The traditional fire attack. This move is kinda awesome if not overused. Still, a searing blast of fire is awesome to watch.


----------



## Spatz (Mar 19, 2012)

KILL IT WITH FIRE!!

Likely the most reliable fire move ever, with the following stats:
95 Dmg
100% Acc
15 PP (24 if maxed)
10% Chance of burn

It's availability on Pokemon is also quite ridiculous, with oddballs such as the Slow family and Manectric. And those are just ones that benefit from having it available. There's also the likes of Primeape, Skuntank, and others that truly shouldn't have it, but do...

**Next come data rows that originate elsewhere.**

PR #1771, opened 2026-07-10
BINIUS-255: compose the AND-check and shift reduction into the M4 protocol

tcoratger:
Part of [BINIUS-255](https://linear.app/jimpo/issue/BINIUS-255/integrate-andcheck-and-shift-reduction-into-m4-protocol). One step toward the M4 protocol; does **not** close the issue (the trace-oracle tie remains).

Chains the two batched reductions into one reduction on a shared transcript, for prover and verifier. No new cryptography — just the glue.

### The problem

The batched AND-check (`BatchAndCheckWitness::prove` / `verify_bitand_reduction`) and the shift reduction (`shift::prove` feeding the single-instance `shift::{verify, check_eval}`) existed as **standalone** building blocks, each exercised only by its own test with hand-built inputs. Nothing composed them on one Fiat-Shamir transcript.

### The idea

Run them back to back, the AND-check's output feeding the shift reduction:

```
   all AND rows  (A & B == C over K * n_and rows)
        │  AND-check
        ▼
   claimed A, B, C at a random row point  +  bit challenge r_z
        │  split the row point, fold the witness over instances
        ▼
   shift reduction
        ▼
   one evaluation claim about the instance-folded witness
```

The batch-specific step: the AND-check's row point is `(constraint, instance)`. Split it — the constraint part `r_x` (low) feeds the shift reduction; the instance part `r_rho` (high) says how to fold the K instances into one before the shift runs.

### Why this is correct given the codebase

- It is the batched shape of the single-instance protocol (`crates/verifier/src/verify.rs`), which already threads `bitand → shift` in this order — so the Fiat-Shamir ordering is unchanged.
- The exact threading (split `r_x`/`r_rho`, fold at `r_rho`, feed `r_x` to the shift) is precisely the wiring the existing `shift.rs` round-trip test already validated; the only change is that `r_x`, `r_rho`, and the operand claims now come from the shared transcript rather than being sampled by the test.
- The existing reductions are reused **unchanged**; this PR only adds the glue.

### Scope

- **new:** `m4-prover::prove_reduction`, `m4-verifier::verify_reduction`, and their output structs.
- **only AND constraints:** MUL is rejected up front (there is no batched intmul check yet), rather than silently passing a zero claim that would skip the MUL checks.
- **stops at the witness claim:** binding it to the committed trace oracle — which binds `r_rho` and bridges the bit witness to the packed commitment via a batched ring-switch that does not exist yet — is a later step, flagged in both module docs.
- the CRC-64 test fixture moves from `shift.rs` to a crate-level `#[cfg(test)] mod crc64`, so the shift and reduction tests share it without one test module reaching into another's.

### Verification

- `cargo test -p binius-m4-prover` (28) and `-p binius-m4-verifier` (3) — pass
- `clippy --all-targets`, `+nightly fmt -- --check` — clean
- `reduction_round_trips`: prover and verifier agree on `r_rho`, the challenge point, and the eval; and the reduced claim equals the true instance-folded witness evaluated at the shift point.
- `tampered_transcript_is_rejected`.

### Note

This branch is cut from `main`, which still has `ValueTable2` (the rename in #1770 is open). When #1770 lands, this is a trivial `ValueTable2` → `ValueTable` rename here.


crates/m4-verifier/src/reduction.rs
```diff
@@ -0,0 +1,96 @@
...
+/// - `public_words`: the shared constant words, the same in every instance.
+/// - `channel`: the verifier channel reading messages and redrawing Fiat-Shamir challenges.
+///
+/// # Errors
+///
+/// Returns an error if the AND-check, the shift reduction, or the public-input check fails.
+pub fn verify_reduction<Channel>(
+	cs: &ConstraintSystem,
+	log_instances: usize,
+	public_words: &[Word],
```
jimpo: I think we can actually drop this argument and use `cs.constants()` directly

crates/m4-verifier/src/reduction.rs
```diff
@@ -0,0 +1,96 @@
...
+	channel: &mut Channel,
+) -> Result<ReductionVerifierOutput, Error>
+where
+	Channel: IPVerifierChannel<B128, Elem = B128>,
```
jimpo, line 56: Is the `Elem = B128` necessary? Why?

crates/m4-prover/src/reduction.rs
```diff
@@ -0,0 +1,244 @@
...
+	let folded = fold_instances::<B128, P>(table, r_rho);
+	let scalars: Vec<B128> = folded.iter_scalars().collect();
+	let folded_witness: Vec<FoldedWord<B128>> = scalars
+		.chunks_exact(WORD_SIZE_BITS)
+		.map(|chunk| chunk.try_into().expect("chunk has WORD_SIZE_BITS elements"))
+		.collect();
+
+	// Reduce the operand claims to one witness evaluation.
+	// No MUL constraints here, so the intmul claim is a zero claim at an empty point.
+	let key_collection = build_key_collection(cs);
```
jimpo: Move the key collection build out into a setup phase. It's quite expensive.

jimpo (commented):
Hell yeah! This looks super clean. A couple comments, and this'll need a rebase because of the ValueTable rename.

crates/m4-verifier/src/reduction.rs
tcoratger: Fixed

crates/m4-verifier/src/reduction.rs
tcoratger: Yes I think so because `verify_bitand_reduction` fixes the channel's element type to `B128`. So this composition inherits that concrete bound, even though the shift check alone is looser.

crates/m4-prover/src/reduction.rs
tcoratger: Fixed

tcoratger:
> Hell yeah! This looks super clean. A couple comments, and this'll need a rebase because of the ValueTable rename.

Just fixed the comments and the conflicts with main :)

crates/m4-verifier/src/reduction.rs
```diff
@@ -0,0 +1,94 @@
...
+	let (r_x, r_rho) = eval_point.split_at(log_n_and);
+
+	// Reduce the operand claims to one witness evaluation.
+	// No MUL constraints here, so the intmul claim is a zero claim at an empty point.
+	let bitand = OperatorData::new(r_x.to_vec(), [a_eval, b_eval, c_eval]);
+	let intmul = OperatorData::new(Vec::new(), [B128::ZERO; 4]);
+	let shift = shift::verify::<B128, _>(cs, &bitand, &intmul, channel)?;
+
+	// Tie in the shared constants through the public-input consistency check.
+	let domain = BinarySubspace::<B8>::with_dim(Word::LOG_BITS).isomorphic::<B128>();
```
jimpo, line 78: follow-up: It would be best to pass this domain into verify_bitand_reduction too (but the pre-isomorphism version). That would ensure it's consistent between andcheck and shift, by construction. On the prover side too.

jimpo (approved):

PR #1787, opened 2026-07-13
BINIUS-271: replace BivariateProductSumcheckProver with the shared store-backed prover

benji-potamus:
## Summary

Replaces the bespoke `BivariateProductSumcheckProver` with the store-backed `SharedSumcheckProver` + the existing `BivariateProductEvaluator`, then deletes it. This is the follow-through on [BINIUS-268](https://linear.app/jimpo/issue/BINIUS-268)'s finding that the shared path is transcript-equivalent and faster (the bespoke `execute`'s 4-way `into_par_iter().map().reduce()` MultiZip blocks vectorization of the `vpclmul` accumulation; the evaluator's `.chunk()`+`izip!` unrolls across vector accumulators).

Resolves [BINIUS-271](https://linear.app/jimpo/issue/BINIUS-271).

## Changes (two commits)

1. **Migrate all callers.** New `bivariate_product_prover(multilinears, sum)` helper (in `bivariate_product_evaluator.rs`, re-exported at the `sumcheck` root) — a store-backed constructor that loads the two columns into a fresh `MleStore` and drives a single `BivariateProductEvaluator`. It mirrors the old `BivariateProductSumcheckProver::new` signature, so every call site is a clean rename: shift `phase_1`/`phase_2`, the BaseFold ZK mask (`basefold_channel.rs`, still wrapped in `PaddedSumcheckDecorator`), the `sumcheck` bench, and the remaining test sites (`padded`, `zk_mlecheck`, the `round_evaluator` batch-equivalence test). The bespoke prover's round-trip self-test is ported to the evaluator module.
2. **Delete the bespoke prover** (`bivariate_product.rs` + its module declaration).

## Performance (speedup lane)

Single-threaded (rayon is off by default), `sumcheck/bivariate_product` bench, this machine (`target-cpu=native`), baseline = `main` (bespoke) vs branch (shared):

| n_vars | baseline (bespoke) | branch (shared) | speedup |
|---|---|---|---|
| 12 | 84.6 µs | 77.6 µs | **1.09×** (−8.2%) |
| 16 | 1.232 ms | 1.012 ms | **1.22×** (−17.8%) |
| 20 | 23.30 ms | 18.45 ms | **1.26×** (−20.8%) |

Consistent with BINIUS-268 (~6–11% single-threaded there; a touch more at the larger sizes here). **No regression at the smallest size tested** (n_vars=12 still wins), so I did *not* add the size-threshold guard BINIUS-268 flagged — that regression was specific to parallelizing tiny late rounds under rayon, which the default config doesn't do. Happy to revisit if you want the threshold anyway.

## Testing

- `cargo test -p binius-ip-prover -p binius-iop-prover -p binius-prover` — all green (ip-prover 59, iop-prover 40, prover 21+8+1). The ported evaluator test replaces the deleted bespoke self-test (net-zero test count). The `round_evaluator` batch-equivalence test still checks that 4 separate provers produce a byte-identical transcript to 1 batched shared prover — now with shared provers on both sides.
- `cargo clippy … --tests --benches -- -D warnings` clean; nightly `fmt --check` clean; `cargo doc -D warnings` clean.


crates/prover/benches/sumcheck.rs
```diff
@@ -37,7 +37,7 @@ fn bench_sumcheck_prove(c: &mut Criterion) {
 			b.iter_batched(
 				|| [multilinear_a.clone(), multilinear_b.clone()],
 				|multilinears| {
-					let prover = BivariateProductSumcheckProver::new(multilinears, sum);
+					let prover = bivariate_product_prover(multilinears, sum);
```
jimpo: Just remove this benchmark. We already benchmark this exactly in the `binius-ip-prover` crate bench.

benji-potamus: Done — removed the whole `bench_sumcheck_prove` (and dropped it from the `criterion_group!` + the now-unused imports); the `binius-ip-prover` `bivariate_product` bench covers it. Folded into the migration commit. Pushed 7130c3a.

jimpo (approved):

Also one of my top favoured moves...


----------



## Noctowl (Mar 19, 2012)

Lirris said:


> KILL IT WITH FIRE!!
> 
> Likely the most reliable fire move ever, with the following stats:
> 95 Dmg
> ...


Don't forget octillary! XD

I love this move. Basic, but gets the job done. I love accurate moves, so this one gets 5 stars.


----------



## Superbird (Mar 19, 2012)

It's pretty amazing. And yeah, way too many water-types can learn it. Not quite as bad as Gyarados learning Thunder, though...


----------



## RespectTheBlade (Mar 19, 2012)

It's a great move, mainly because it's one of those reliable killers. A lot of pokemon can learn it, as well. Ones you wouldn't expect, too, like Azelf, for example.


----------



## Spoon (Mar 19, 2012)

Flamethrower's definitely been a favorite of mine. I used to mainly use the fire starters, so I got a lot of use. The attack animation in FireRed, however, bugged me because it came out of my Charizard's wing. But yeah, it's a nice, reliable move. Also when I was younger, I didn't realize that a flamethrower was an actual thing, so the move name made little sense to me.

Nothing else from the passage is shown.